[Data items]

Issue #7712, opened 2024-07-12
[FEATURE] Create two separate golden layout configurations


HNOONa-0:
Create two separate layout for IDE, one for embedded layout the other for full screen layout.
Right now, there is only one configuration for the full screen editor, which we have to dynamically remove elements from if we are in embedded editor:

## [Work to be completed]
Scan the entries above and show each line that contains the word "Create".

## [Output of the task]
[FEATURE] Create two separate golden layout configurations
Create two separate layout for IDE, one for embedded layout the other for full screen layout.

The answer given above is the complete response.